By half-past ten, Martin Beck had managed to extract his three remaining colleagues from the melée and pilot them into one of the nearby rooms, where Gunvald Larsson at once locked the door and took all the telephone receivers off their hooks.

Martin Beck made a very short statement:

“Only the four of us know that Reinhard Heydt is in town, and that in all likelihood a complete trained terrorist group is also here. Do any of you think that these facts should in any way alter our plans?”

No one replied, until Melander took his pipe out of his mouth and said, “As far as I can see, this is the very situation we always figured on. So I can’t see why we should revise our plan at this stage.”

“What sort of risk are Rönn and his men running?” asked Skacke.

“A pretty considerable one,” said Martin Beck. “That’s my personal view.”

Only Gunvald Larsson said something off the point.

“If this goddamn Heydt or any of his gang get out of this country alive, I’ll take it as a personal defeat. Whether they blow this American to pieces or not.”

“Or shoot him,” said Skacke.

“It should be impossible to shoot him,” said Melander placidly. “All the long-range security is designed to prevent precisely that. On the occasions when he appears outside the bulletproof car, he will have a strong protective guard of policemen with automatics and bulletproof protection. All the areas concerned have been searched continually according to the plan since midnight last night.”
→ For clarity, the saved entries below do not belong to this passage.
PR #719, opened 2023-09-12
flagPieceSafe, Squatter

RainRat:
add flagPieceSafe option. rework Alapo to use it.

add Squatter as another use of flagPieceSafe.

### DIFF
--- a/src/position.h
+++ b/src/position.h
@@ -953,7 +953,7 @@ inline bool Position::flag_reached(Color c) const {
   bool simpleResult = 
         (flag_region(c) & pieces(c, flag_piece(c)))
         && (   popcount(flag_region(c) & pieces(c, flag_piece(c))) >= var->flagPieceCount
-        || (var->flagPieceBlockedWin && !(flag_region(c) & ~pieces())));
+            || (var->flagPieceBlockedWin && !(flag_region(c) & ~pieces())));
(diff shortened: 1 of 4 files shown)


src/position.h
```diff
@@ -950,9 +950,39 @@ inline bool Position::flag_move() const {
...
-  return   (flag_region(c) & pieces(c, flag_piece(c)))
+  bool simpleResult = 
+        (flag_region(c) & pieces(c, flag_piece(c)))
         && (   popcount(flag_region(c) & pieces(c, flag_piece(c))) >= var->flagPieceCount
             || (var->flagPieceBlockedWin && !(flag_region(c) & ~pieces())));
+      
+  if (simpleResult&&var->flagPieceSafe)
+  {
+      Bitboard piecesInFlagZone = flag_region(c) & pieces(c, flag_piece(c));
+      int potentialPieces = (popcount(piecesInFlagZone));
```
ianfab, line 961: Since both attackers_to and legality checking are very expensive I would suggest to have an early return if potentialPieces >= var->flagPieceCount + 1, as already reasoned in your comment. With that also the logic becomes simpler, because once you found an attack you can immediately return false, since potentialPieces == var->flagPieceCount - 1 already is implicit by then.

PR #720, opened 2023-09-12
Add Gethenian variant to INI file

autocorr:
Hi, I've added a custom variant of my own design to the default configuration INI file and would be delighted if it could be included with the default distribution of Fairy-Stockfish.

I have done quite a bit of testing so far, so don't expect to need to revise the rules in the near future (i.e., fairy bit of play-testing, starting position balanced with NN and MCTS).

Clear skies,
Brian


ianfab:
Thanks. If you have already done play-testing that is fairy good.

PR #721, opened 2023-09-14
add Antimatter, Snort

RainRat:


ianfab:
Thanks. Antimatter however doesn't work, since similar to atomar and the like the explosion of pieces needs to be reflected in legality checking and check detection in order for it to be compatible with royal or pseudo-royal pieces. A simple example of that is the position `rnbqkb1r/ppp2ppp/5n2/3p4/4P3/8/PPP1QPPP/RNB1KBNR b KQkq - 0 4`, where dxe4 should not be legal. Therefore I think it would be good to split the PR so that the less problematic variant can already be merged.

ianfab:
Unfortunately the code changes add a bit too much complexity to me in comparison to the added value. Especially considering that as I mentioned gives_check would need to be updated as well. I can see the possibility that after a refactoring of blast and petrification logic this might be possible to introduce with less complexity, but in the current state I am a bit too afraid of maintainability to merge antimatter.

RainRat:
Yeah fair. Removed it, it was more complicated than I thought it would be.

PR #722, opened 2023-09-17
add Edge Walling rule, suggesting refactor of Walling Rule,

RainRat:


ianfab:
Thanks, that's really nice to have this simplification in.

PR #727, opened 2023-09-24
Update README.md

M-DinhHoangViet:


ianfab:
Thanks, but I don't want to link to inofficial bots, especially if there is no related information in the profile page. We could add a link to playstrategy itself though, as they anyway use Fairy-SF for play with the computer.

PR #728, opened 2023-09-25
add 'wall or move' rule (for Atlantis)

RainRat:


src/movegen.cpp
```diff
@@ -443,6 +444,12 @@ namespace {
         // Workaround for passing: Execute a non-move with any piece
         if (pos.pass() && !pos.count<KING>(Us) && pos.pieces(Us))
             *moveList++ = make<SPECIAL>(lsb(pos.pieces(Us)), lsb(pos.pieces(Us)));
+
+        //if "wall or move", generate walling action with null move
+        if (pos.variant()->wallOrMove)
+        {
+            moveList = make_move_and_gating<NORMAL>(pos, moveList, Us, SQ_A1, SQ_A1);
```
ianfab, line 451: I think this might potentially be problematic. Currently passes rely on that a piece makes a non-move, but if no piece is placed on a1 this could potentially break here, or at least the `do_move` code has not explicitly been made ready yet for a non-piece non-move.

ianfab:
Let me know if there is anything I can help with regarding this PR. I have no problem with keeping this open if you plan to return to it at a later point, just want to briefly clarify what is the status.

RainRat:
In case you haven't seen the new commit, I believe I have fixed the problem.

ianfab:
Sorry for the long delay. When I run a search on the starting position for atlantis with debug=yes then it raises a failed assertion at depth 1:
```
stockfish: position.cpp:1032: bool Stockfish::Position::legal(Stockfish::Move) const: Assertion `is_ok(m)' failed.
```

Could you please have a look?

RainRat:
I wasn't able to reproduce this error.

* I merged the latest changes in an odd way, but it should still be understandable.

ianfab:
Here are the exact commands I used to reproduce the error:
```
make clean
make -j2 ARCH=x86-64-bmi2 build debug=yes
./stockfish load variants.ini
setoption name UCI_Variant value atlantis
position startpos
go
```

RainRat:
ok, i think this might be the fix.

ianfab:
Thanks

PR #1, opened 2017-05-18
port over and have nats transport

rybit:
This should be very compatible with the existing lib. We just swap it into place and configure the different transports.

I will be adding a signalFX and datadog transport too


calavera:
LGTM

“And at the banquet this evening?” said Gunvald Larsson suddenly. “Are they serving the bastard champagne in bulletproof glasses?”

Only Martin Beck laughed, not loudly, but heartily, and was himself surprised that he could laugh in such a situation.

Melander said patiently, “The banquet is Möller’s business. If I’ve got the plan right, then practically every person on duty at Stallmästaregården this evening will be an armed security man.”

“And the food?” said Gunvald Larsson. “Is Möller going to cook it himself?”

“The chef and cooks are reliable and will also be searched and carefully supervised.”

There was a moment’s silence. Melander puffed on his pipe, Gunvald Larsson opened the window, letting in the icy wind plus a little rain and snow and the normal dose of oil specks and industrial fumes.

“I have one more question,” said Martin Beck. “Do any of you think we ought to warn the chief of Security that Heydt, and probably also ULAG, are in Stockholm?”

Gunvald Larsson spat contemptuously out the window.

Again it was Melander who provided a logical summary.

“Getting that information at the last moment won’t alter Eric Möller’s or the close-range security plans for the better, will it? Probably the other way around; there might be confusion and contradictory orders. The close-range-protection people are already organized and quite aware of their task.”

“Okay,” said Martin Beck. “As you know, there are a few details—more than a few—that only we four and Rönn have the slightest idea about. If things go wrong, we’ll be the ones to bear the brunt.”